Improve handling of very large folders
Right now very large folders show 2 different issues in the localsearch-3
indexer process on first-time index:
- We try to handle folders more or less as an unitary thing, which means we queue up the whole bunch of newly discovered files in memory before it is flushed and converted to TrackerResource and database ops. This is one of two identified sources of unbound memory growth (dependent on the filesystem layout) in the indexer process.
- Even though folders are processed that way, the operations are not flushed to the database in a single batch.
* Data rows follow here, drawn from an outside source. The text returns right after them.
PR #3400, opened 2026-08-27
fix(scan): opt-in word:/stem: anchoring for content_filter keywords

### LINKED ISSUE #3274: bug(scan): single-token content_filter negatives match inside other words ("java" rejects every JavaScript posting)
### What

`buildContentFilter()` in `scan.mjs` matches negative keywords with plain `String.includes()`. Single tokens therefore reject postings that merely *mention* them inside another word:

```js
buildContentFilter({ negative: ['java'] })('We ship TypeScript/JavaScript')
// → false — a Node/TS role discarded because of one substring hit
```

The same collision hits `ios`: a negative `ios` rejects any posting containing the word "curiosity".

Combined with #2695 (discards leave no record), these postings vanish silently.

### Proposed fix

Anchor single tokens at word boundaries (same lookaround discipline `compileLocationKeyword()` already uses, so the two filters can't drift); multi-word phrases like `security clearance` keep exact-substring semantics since those are intended to match anywhere. Genuine standalone mentions still reject: `java` still blocks an actual Java shop, and a real `ios` negative still blocks iOS-only roles.

A tested implementation exists locally (unit tests covering both the anchoring and phrase passthrough); happy to share the diff if a PR isn't wanted from my side.

AdilAzhari:
## What

`buildContentFilter()` in `scan.mjs` matches every `content_filter` keyword with plain `String.includes()`. Single-token negatives therefore reject postings that merely *mention* them inside another word:

```js
buildContentFilter({ negative: ['java'] })('We ship TypeScript/JavaScript') // → false
buildContentFilter({ negative: ['ios'] })('We value curiosity and rigor')   // → false
```

Combined with discards leaving no record, those postings vanish silently.

## Approach

Per the direction in #3274 (and the #3103 / #3225 precedent for `title_filter`): **opt-in, per entry, default untouched.** A `word:` or `stem:` prefix asks for boundary-anchored matching on that one keyword; every unprefixed entry keeps plain substring behaviour byte-for-byte, so no configured `portals.yml` changes meaning.

- `word:java` — whole word only: keeps "JavaScript", still blocks a Java shop
- `stem:ios` — left boundary only: keeps "curiosity", still blocks "iOS"

Semantics are identical to `title_filter`'s prefixes. The shared `word:`/`stem:` handling is factored out of `compileKeyword` into `compilePrefixedKeyword` so there is still one definition. `compileContentKeyword` reuses it but **skips the title filter's 2–3 letter auto-anchor** — a short run inside a paragraph of description prose ("aws", "sql", "go") is routinely intended, unlike "COO" inside "Coordinator" in a title.

## Changes

| File | Change |
|---|---|
| `title-keywords.mjs` | Extract `compilePrefixedKeyword`; add `compileContentKeyword` |
| `scan.mjs` | `buildContentFilter` compiles `positive`, `negative`, and every `by_title_keyword` rule list through it |
| `templates/portals.example.yml` | Document the prefixes in the `content_filter` section |
| `tests/content-filter-word-prefix.test.mjs` | New suite (auto-discovered) |

`scan-ats-full.mjs` imports `buildContentFilter` from `scan.mjs`, so reverse sweeps get this for free.

## Tests

New suite (11 assertions) covers: the `plain ⊇ stem: ⊇ word:` ordering on the negative side, the unchanged substring default (incl. a full prefix-free legacy config), the absent short-acronym anchor, positive-side + `by_title_keyword` coverage, and the bare-prefix / regex-metacharacter plumbing.

- `node test-all.mjs --only prefix` → 43/43
- Full discovered suite green (one unrelated pre-existing failure on my local checkout: `SKILL.md: missing cwd-independent routing rule`).

Closes #3274

## Summary by CodeRabbit

* **New Features**
  * Added optional `word:` matching for whole-word keyword detection.
  * Added optional `stem:` matching for left-boundary keyword detection.
  * Existing unprefixed keywords continue using substring matching.
  * Matching is supported across global content filters and title-based rules.

* **Documentation**
  * Added configuration examples explaining the new keyword matching options.

* **Bug Fixes**
  * Improved content filtering accuracy by preventing unintended partial matches when boundary matching is requested.

### DIFF
--- a/scan.mjs
+++ b/scan.mjs
@@ -52,7 +52,7 @@ import { resolveColumns, parseTrackerRow, normalizeTextKey } from './tracker-par
 import { normalizeCompany } from './tracker-utils.mjs';
 import { normalizeCompanyName } from './invite-match.mjs';
 import { withPipelineLock } from './pipeline-lock.mjs';
-import { compileKeyword, compilePositiveKeyword, buildTitleFilter } from './title-keywords.mjs';
+import { compileKeyword, compilePositiveKeyword, compileContentKeyword, buildTitleFilter } from './title-keywords.mjs';
 import { flagValue, hasFlag, validateFlags } from './lib/cli-flags.mjs';
 import { withPortalHealthLock } from './portal-health-lock.mjs';
 import { localToday } from './lib/local-today.mjs';
@@ -100,13 +100,15 @@ const CONCURRENCY = 10;
 
 // ── Title filter ────────────────────────────────────────────────────
 
-// How a title_filter matches a title lives in title-keywords.mjs, because
+// How a keyword matches text lives in title-keywords.mjs, because
 // openrouter-runner.mjs filters titles too and cannot import this file (scan.mjs
 // creates data/ at import time). It called a second, hand-kept copy of this
 // logic until the two drifted; there is now one implementation and this file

If something awry happened in the middle of this processing (interruption, process crash), and due to the ordering of our inserted data, we may end up with situations that a folder is detected as up-to-date and not crawled on next restart despite missing children. This situation would eventually self-correct but would be nice not to have in the first place.
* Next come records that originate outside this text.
Issue #1386, opened 2026-07-01
Reorganize root: group scripts by function, co-locate tests, consolidate data dirs


mkoelle:
### Code of Conduct

- [x] I agree to follow the [Code of Conduct](https://github.com/santifer/career-ops/blob/main/CODE_OF_CONDUCT.md)

### Existing issues

- [x] I searched existing issues and this hasn't been requested yet

### Problem

**Time:** ~8-12 h total (4 independent PRs, ~2-3 h each) · **Difficulty:** Intermediate-Advanced

Idea
----

career-ops has **46 `.mjs` scripts and 34 markdown files at root** with no grouping. Every script — CLI entry point, internal library module, test, build helper — lives at the same level. The `providers/` and `plugins/` directories already demonstrate the right model (named dir, public entry points, `_`-prefixed internals); the rest of the codebase hasn't caught up. Meanwhile the five user-data directories (`data/`, `reports/`, `output/`, `jds/`, `interview-prep/`) sit as peers at root with no signal about whether they hold input, mutable state, or generated output.

This is a contributor-experience tax that compounds as the codebase grows. A new contributor picking up a `good first issue` should be able to look at the structure and know immediately where their file belongs.

The testing problem
-------------------

`test-all.mjs` is currently **8,255 lines** — a single file that owns every test assertion in the project. That design made sense as a bootstrap, but it creates a set of structural problems that get worse as the codebase grows:

**Ownership is invisible.** When a test fails at line 4,800, there's no filesystem signal about which feature or script is responsible. You trace it manually. With co-located tests, a red CI run on `scripts/tracker/merge-tracker.test.mjs` tells you exactly what broke and who should fix it.

**Every PR touches the same file.** A contributor adding a scan provider and a contributor fixing a tracker bug both have to insert into `test-all.mjs`. On an active project with concurrent contributors, that's a recurring merge conflict at the worst possible location — the test suite.

**Coverage gaps are structurally invisible.** If `liveness-api.mjs` has no tests in `test-all.mjs`, nothing in the directory listing signals that. With co-located tests, a directory scan makes the gap obvious: `liveness-api.mjs` exists, `liveness-api.test.mjs` does not. A CI lint rule or a reviewer can catch it at a glance.

[...]

PR #3411, opened 2026-08-27
fix(tests): scope the profile pin, and move the last two hand-registered suites

vliggio:
## What does this PR do?

Follow-up to #3388. Two commits: fixes the two real CodeRabbit findings that PR merged without, and finishes the job by moving the last two hand-registered suites into `tests/`.

After this, `test-all.mjs`'s `scripts` list holds no test suite at all.

---

## 1. The `CAREER_OPS_PROFILE` restore was skippable (🟠 Major)

#3388 fixed a leak: `tests/followup-cadence.test.mjs` pins `CAREER_OPS_PROFILE` so `followup-cadence.mjs`'s module-level `CADENCE = resolveCadenceConfig()` reads a fixture rather than the user's profile (#2268). Discovered suites share one process, and `providers/_profile-keywords.mjs:25` reads that variable at module scope, so leaving it set made three provider suites read the cadence fixture instead of the profile their own tmpdir had just written.

The restore landed at the **end of the file**, which is only good enough on the happy path. A failed assertion is fine — `fail()` counts, it does not throw — but an uncaught error skips the restore, and discovery *contains* the throw and runs the next suite anyway. So the leak came back on precisely the run that was already going wrong, which is the worst time to start silently swapping profiles underneath other suites.

Measured, not argued. Injecting a throw mid-suite and inspecting what the next importer sees:

```
merged #3388   CAREER_OPS_PROFILE after: ".../tests/fixtures/profile-default-cadence.yml"   LEAKED
this branch    CAREER_OPS_PROFILE after: undefined                                          NO LEAK
```

**Scoped to the import rather than wrapping the whole body.** CodeRabbit suggested a `try/finally` around the entire suite; that works but reindents ~250 lines. The pin exists for one statement — the dynamic import — because that is when `followup-cadence.mjs` reads the variable. Nothing below needs it: every later call passes `profilePath` explicitly (`loadProfileCadence(DEFAULT_CADENCE_PROFILE)`, `resolveCadenceConfig({ profilePath: ... })`). So the `try/finally` goes around the import alone. Exposure is one `await` instead of the whole file, and the diff stays readable.

## 2. ARCHITECTURE.md contradicted the harness (🟡 Minor)

I wrote *"Every suite lives in `tests/`"* in #3388 while two suites sat at the repo root, registered by hand — and `test-all.mjs`'s own comment in the same PR said exactly that. The doc and the harness disagreed on one commit.

My first fix named them as an exception that *"predates the convention"*. That was worse: it dressed an accident up as a decision. Which leads to the second commit.

## 3. The last two hand-registered suites move (@vliggio's catch)

`test-salary-filter.mjs` and `test-trust-validator.mjs` are test suites — their own headers say *"Comprehensive test suite for ..."* — and they are the same shape as the nine moved in #3388: private `passed`/`failed` counters, a local `assert()`, a printed summary, `process.exit(1)`. The only thing keeping them out of `tests/` was the filename. `test-*.mjs` does not match the discovery glob; `*.test.mjs` does. That is an accident of naming, not a design decision, and documenting it as one was the wrong call.

They are now `tests/salary-filter.test.mjs` and `tests/trust-validator.test.mjs`, converted the same way as the nine.

**231 assertions** stop reporting as two "script ran, exit 0" checks. Counts verified identical in both directions — 124 and 107 standalone before the move, 124 and 107 again under `node test-all.mjs --only salary-filter` / `--only trust-validator` after it — so nothing was dropped in the conversion.

**`test-all.mjs` itself stays at the root**, to be explicit about it. It is the runner, not a suite: the entry point CI invokes, named in the PR template, `CONTRIBUTING.md` and `AGENTS.md`, and it is what performs discovery. #1386's path-stability argument covers it fully.

ARCHITECTURE.md's exception paragraph is deleted rather than reworded, and the section now says outright that no suite is registered by hand any more — the `scripts` list holds scripts and their `--self-test` entry points, nothing else.

This also removes a carve-out from @artemtrofymenko's forthcoming stray-root guard: with these two gone, "no `*.test.mjs` at the repo root" needs no exception list.

## Not taking: provenance markers on the doc prose

The third CodeRabbit thread asks for primary-file references or provenance markers on the counts in `ARCHITECTURE.md` and the "three provider suites" figure in the cadence comment. That convention is `AGENTS.md`'s **Source-of-Truth Boundary**, which governs claims about the *user* in generated user-facing content — CVs, cover letters, outreach. It does not apply to a repo doc counting its own suites, and those numbers are checkable by reading the tree. Applying it here would be cargo-culting the rule past its scope.

## Testing

`node test-all.mjs` → **6769 passed, 0 failed**, 6 warnings, all pre-existing. `node scripts/check-syntax.mjs` clean.

The env fix is verified on the *failure* path with the throw-injection probe above, in both directions — not only by checking that the happy path still passes.

## Type of change

- [x] Bug fix
- [ ] New feature

## Checklist

- [x] Bug fix / follow-up to a merged PR — exempt from issue-first

## Summary by CodeRabbit

* **Documentation**
  * Clarified test suite discovery, execution behavior, migration details, and supported Playwright exceptions.
  * Documented shared test counters and requirements for reporting pass/fail results.

* **Tests**
  * Migrated salary filter and trust validator tests to the standard test layout and conventions.
  * Improved environment handling so follow-up cadence tests restore settings immediately after setup.
  * Updated test manifests and runner configuration to use the standardized test locations.


Scott-Emberson (approved):
Reviewed at head a95a708b79. The owned test `tests/followup-cadence.test.mjs` holds to the bar: it pins concrete computed dates, not throw-free runs. The responded-branch case asserts `computeNextFollowupDate('responded', APP, null, 0)` equals `APP + responded_initial` (1 day), which reddens if that branch regressed to the subsequent cadence (3 days) since the two defaults genuinely differ. The subsequent branch, the applied regression case, the exact-shape `parseFollowups`, cold-classification, and full-object `resolveCadenceConfig` equality are all concrete-value assertions.

The change itself is a safe hardening: it moves the `CAREER_OPS_PROFILE` restore into a try/finally around the dynamic import so a throw can't leak the env override into later tests, with no assertion values altered. Green across the board. Approving from the tests/ side.

Scott-Emberson (approved):
Re-reviewed at head 07680cf32b — the PR grew since my earlier approval, so I treated the new scope as a fresh review. It now also physically moves `test-salary-filter.mjs` and `test-trust-validator.mjs` into `tests/` as `*.test.mjs`, drops their hand-registration in `test-all.mjs`, updates the two `SYSTEM_PATHS` entries, and rewrites the ARCHITECTURE.md tests section.

The move preserves coverage properly, which is the thing that matters here: both suites are now matched by the recursive `discoverTests()` (test-all.mjs:109-115), they import `{pass, fail}` from `helpers.mjs` and route their existing `assert()` calls through them, and the old standalone `process.exit` summary block was removed from each — required, since the discovery guard (test-all.mjs:139/174) fails any discovered suite that calls `process.exit()`/`finish()`. So a broken move can't silently go green: the shared fail counter governs the verdict. No assertions were dropped in the rename (full `parseCompensation`/`buildSalaryFilter` and `buildTrustValidator`/`companyMatchesHostname` bodies intact), and the followup-cadence profile pin is now wrapped in try/import/finally so it can't leak into later provider suites on a throw.

Green. Approving from the tests/ side. One cosmetic nit, non-blocking: the two moved files still carry their stale `Run: node test-…` header comments / shebangs — worth stripping on a later pass, but harmless.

This MR changes the processing of folders, so that:
- Handling of folders in TrackerFileNotifier is split in chunks, integrated with the "high water" mechanisms we have in place to limit memory usage.
- The TrackerResource/RDF data is inserted in an order that folders will not be seen on next restart as up-to-date until they have been fully processed (i.e. the last related batch was committed to the database). This was done through a new "finish directory" step, that required the folder processing order to change from a breadth-first approach to a depth-first one so folders are finished as soon as possible, keeping the minimum possible in memory at a time.
In short, these changes make memory usage flatter, and make the indexer more resilient to crashes and outages.